PR #895, opened 2021-06-16
linux-bridge, Add Priority class

oshoval:
Add `system-cluster-critical` to `linux-bridge-plugin` DaemonSet.
Since linux bridge's pod isn't bound to a specific node,
(it mostly copies some binaries to the node)
yet its an important pod, assign `system-cluster-critical`
pc to it.
This will make the control plane less sensitive to preemption
than user workloads.

```release-note
None
```


phoracek (approved):
/lgtm
/approve

PR #912, opened 2021-06-24
release-0.53, Update k8s-nmstate to use tagged policy

oshoval:
Since k8s-nmstate has a stable branch,
we can use tagged policy instead of static.
This way, each new release of k8s-nmstate release-0.47
will be auto consumed by CNAO bumper.

```release-note
None
```

### DIFF
--- a/components.yaml
+++ b/components.yaml
@@ -33,7 +33,7 @@ components:
     url: https://github.com/nmstate/kubernetes-nmstate
     commit: 27eef45a9bb2552d05fab4dd37c3c2ff892bdc66
     branch: release-0.47
-    update-policy: static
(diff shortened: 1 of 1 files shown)


oshoval:
Saw this error already, not due to this PR
`Error creating: pods "bridge-marker-" is forbidden: error looking up service account cluster-network-addons/bridge-marker: serviceaccount "bridge-marker" not found`

https://prow.ci.kubevirt.io/view/gs/kubevirt-prow/pr-logs/pull/kubevirt_cluster-network-addons-operator/912/pull-e2e-cnao-lifecycle-k8s-release-0.53/1408035668948422656

/retest

PR #915, opened 2021-06-27
bridge-marker, release-0.53, Set source as tagged

oshoval:
A stable branch was created on bridge-marker for
CNAO release-0.53.
Update manifest to use it.

```release-note
None
```


oshoval:
not due to this PR, which affects cnao-bumper only after it will be merged

/retest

•••

- **Assignment**
Lines with the word "stable" in them should be copied from the preceding records.

- **Written reply**
Since k8s-nmstate has a stable branch,
A stable branch was created on bridge-marker for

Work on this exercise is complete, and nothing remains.